There's a little bar that I like to frequent on the long road trips to Seattle
Four numbers over the door read 1901
That's twelve years before the town was founded
104 years is a long time for a pub
A heavy wooden bar trimmed in brass
Modern tracklights hang from a lintel of hand-carved hops
To light neon colored bottles of vodka and a chalkboard of today's specials
The pool table's red, the curtains plaid
The creaking floors are dark with lighter footpaths
Whatever varnish originally there replaced by a century of lesser stains.

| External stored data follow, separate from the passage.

PR #716, opened 2025-01-30
Add SRFI 239 - Destructiring Lists

jpellegrini:
A define-macro implementation for this one. (Less than 100 lines of code...)

Tests included!

### DIFF
--- a/SUPPORTED-SRFIS
+++ b/SUPPORTED-SRFIS
@@ -141,5 +141,6 @@ implemented in latest version is available at https://stklos.net/srfi.html):
     - SRFI-235: Combinators
     - SRFI-236: Evaluating expressions in an unspecified order
     - SRFI-238: Codesets
+    - SRFI-239: Destructuring lists
     - SRFI-244: Multiple-value definitions
     - SRFI-253: Data (Type-)Checking
--- a/lib/srfi/239.stk
+++ b/lib/srfi/239.stk
@@ -1,0 +1,114 @@
+;;;;
+;;;;
+;;;; 239.stk         -- Implementation of SRFI-239
+;;;;
+;;;; Copyright © 2025 Jeronimo Pellegrini <j_p@aleph0.info>
+;;;;
+;;;;
+;;;; This program is free software; you can redistribute it and/or modify
+;;;; it under the terms of the GNU General Public License as published by
+;;;; the Free Software Foundation; either version 3 of the License, or
+;;;; (at your option) any later version.
+;;;;
+;;;; This program is distributed in the hope that it will be useful,
+;;;; but WITHOUT ANY WARRANTY; without even the implied warranty of
+;;;; MERCHANTABILITY or FITNESS FOR A PARTICULAR PURPOSE.  See the
+;;;; GNU General Public License for more details.
+;;;;
+;;;; You should have received a copy of the GNU General Public License
+;;;; along with this program; if not, write to the Free Software
+;;;; Foundation, Inc., 59 Temple Place - Suite 330, Boston, MA 02111-1307,
+;;;; USA.
+;;;;
+;;;;           Author: Jeronimo Pellegrini [j_p@aleph0.info]
+;;;;    Creation date: 30-Jan-2025 10:12
+
+
+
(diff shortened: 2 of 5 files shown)


egallesio:
Hi @jpellegrini,

 I have tested this PR. It doesn't work for the SRFI example

```scheme
(define type-of
    (lambda (obj)
      (list-case obj
                 [(_ . _) 'pair]
                 [() 'null]
                 [_ 'atom])))
```
The problem here is that we have the symbol `_` which is bound two times in a `let`. A solution could be to use `let*` (not very pretty, but this is a quick fix), but I have seen that in the `var-clause` you test explicitly for the `_` symbol.
What do you think?

jpellegrini:
A solution could be to use `let*`

Not sure this will work. There is another problem:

There's a train switching outside
Letters on boxcars rippling through century old glass
You can't get cable here
So a snowy rendition of Jeopardy fills the TV
Baseball fans gather round outside
Listening to car radios through open windows
There are hardly any signs of modern regulation
A roped off area in the lot where drinks theoretically stay
A scribbled sign reading "All minors must use the other door"
Even though both doors open on the same room.
There are old men at the common table
Hearing aids, a rolling oxygen can
Small glasses of beer not charged for
Talking loud of present crises and long-ago associates
"Of course, he's dead now, his son took over the business"
How many friends have sat on this aged barstool?
How many loggers, railroaders and farmers
Came before those of today?
Do they gather to reminisce late at night
When the room is shadowed and closed?
Do they talk of the great war or the second one?
Do they collect in the lot to listen to the Babe
As a steam engine thunders by on the point of the Owl?
Perhaps they're here now, marveling at what their home has become.